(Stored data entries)
*** Begin section ***

PR #890, opened 2024-03-19
gitops-pull-request: check only changed images

chmeliik:
The pipeline will only check images that changed in the pull request

### DIFF
--- a/pipelines/gitops-pull-request-rhtap/gitops-pull-request.yaml
+++ b/pipelines/gitops-pull-request-rhtap/gitops-pull-request.yaml
@@ -11,6 +11,10 @@ spec:
       name: revision
       type: string
       default: ""
+    - description: The target branch for the pull request
+      name: target-branch
+      type: string
+      default: "main"
     - description: Enterprise Contract policy to validate against
       name: ec-policy-configuration
       type: string
@@ -38,6 +42,10 @@ spec:
           value: $(params.git-url)
         - name: revision
           value: $(params.revision)
+        # We're more interested in remote branches than tags, but this fetches both.
+        # Branch refs are needed for the TARGET_BRANCH feature of gather-deploy-images.
+        - name: fetchTags
+          value: "true"
       taskRef:
         name: git-clone
         version: "0.1"
@@ -47,6 +55,9 @@ spec:
         - name: basic-auth
           workspace: git-auth
     - name: gather-deploy-images
+      params:
+        - name: TARGET_BRANCH
+          value: $(params.target-branch)
       runAfter:
         - clone-repository
       taskRef:
--- a/pipelines/gitops-pull-request-rhtap/gitops-pull-request.yaml
+++ b/pipelines/gitops-pull-request-rhtap/gitops-pull-request.yaml
@@ -82,6 +82,10 @@ spec:
           value: $(params.ec-tuf-mirror)
       runAfter:
         - gather-deploy-images
+      when:
+        - input: $(tasks.gather-deploy-images.results.IMAGES_TO_VERIFY)
+          operator: notin
+          values: [""]
       taskRef:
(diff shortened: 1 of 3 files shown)


chmeliik:
Tested in https://github.com/acmiel-rhtap/rhtap-foo-gitops/pull/2

pipelines/gitops-pull-request-rhtap/gitops-pull-request.yaml
```diff
@@ -38,6 +42,10 @@ spec:
           value: $(params.git-url)
         - name: revision
           value: $(params.revision)
+        # We're more interested in remote branches than tags, but this fetches both.
+        # Branch refs are needed for the TARGET_BRANCH feature of gather-deploy-images.
+        - name: fetchTags
```
mmorhun, line 47: Is it used anywhere?

pipelines/gitops-pull-request-rhtap/gitops-pull-request.yaml
```diff
@@ -71,6 +82,10 @@ spec:
           value: $(params.ec-tuf-mirror)
       runAfter:
         - gather-deploy-images
+      when:
+        - input: $(tasks.gather-deploy-images.results.NOTHING_TO_VERIFY)
+          operator: notin
+          values: ["true"]
```
mmorhun, line 88: Is it possible to have something like
```
 - input: $(tasks.gather-deploy-images.results.IMAGES_TO_VERIFY)
   operator: notin
   values: [""]
```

*** End section ***

Repeat every line of the data, exactly and in full.

PR #890, opened 2024-03-19
gitops-pull-request: check only changed images

chmeliik:
The pipeline will only check images that changed in the pull request

### DIFF
--- a/pipelines/gitops-pull-request-rhtap/gitops-pull-request.yaml
+++ b/pipelines/gitops-pull-request-rhtap/gitops-pull-request.yaml
@@ -11,6 +11,10 @@ spec:
       name: revision
       type: string
       default: ""
+    - description: The target branch for the pull request
+      name: target-branch
+      type: string
+      default: "main"
     - description: Enterprise Contract policy to validate against
       name: ec-policy-configuration
       type: string
@@ -38,6 +42,10 @@ spec:
           value: $(params.git-url)
         - name: revision
           value: $(params.revision)
+        # We're more interested in remote branches than tags, but this fetches both.
+        # Branch refs are needed for the TARGET_BRANCH feature of gather-deploy-images.
+        - name: fetchTags
+          value: "true"
       taskRef:
         name: git-clone
         version: "0.1"
@@ -47,6 +55,9 @@ spec:
         - name: basic-auth
           workspace: git-auth
     - name: gather-deploy-images
+      params:
+        - name: TARGET_BRANCH
+          value: $(params.target-branch)
       runAfter:
         - clone-repository
       taskRef:
--- a/pipelines/gitops-pull-request-rhtap/gitops-pull-request.yaml
+++ b/pipelines/gitops-pull-request-rhtap/gitops-pull-request.yaml
@@ -82,6 +82,10 @@ spec:
           value: $(params.ec-tuf-mirror)
       runAfter:
         - gather-deploy-images
+      when:
+        - input: $(tasks.gather-deploy-images.results.IMAGES_TO_VERIFY)
+          operator: notin
+          values: [""]
       taskRef:
(diff shortened: 1 of 3 files shown)


chmeliik:
Tested in https://github.com/acmiel-rhtap/rhtap-foo-gitops/pull/2

pipelines/gitops-pull-request-rhtap/gitops-pull-request.yaml
```diff
@@ -38,6 +42,10 @@ spec:
           value: $(params.git-url)
         - name: revision
           value: $(params.revision)
+        # We're more interested in remote branches than tags, but this fetches both.
+        # Branch refs are needed for the TARGET_BRANCH feature of gather-deploy-images.
+        - name: fetchTags
```
mmorhun, line 47: Is it used anywhere?

pipelines/gitops-pull-request-rhtap/gitops-pull-request.yaml
```diff
@@ -71,6 +82,10 @@ spec:
           value: $(params.ec-tuf-mirror)
       runAfter:
         - gather-deploy-images
+      when:
+        - input: $(tasks.gather-deploy-images.results.NOTHING_TO_VERIFY)
+          operator: notin
+          values: ["true"]
```
mmorhun, line 88: Is it possible to have something like
```
 - input: $(tasks.gather-deploy-images.results.IMAGES_TO_VERIFY)
   operator: notin
   values: [""]
```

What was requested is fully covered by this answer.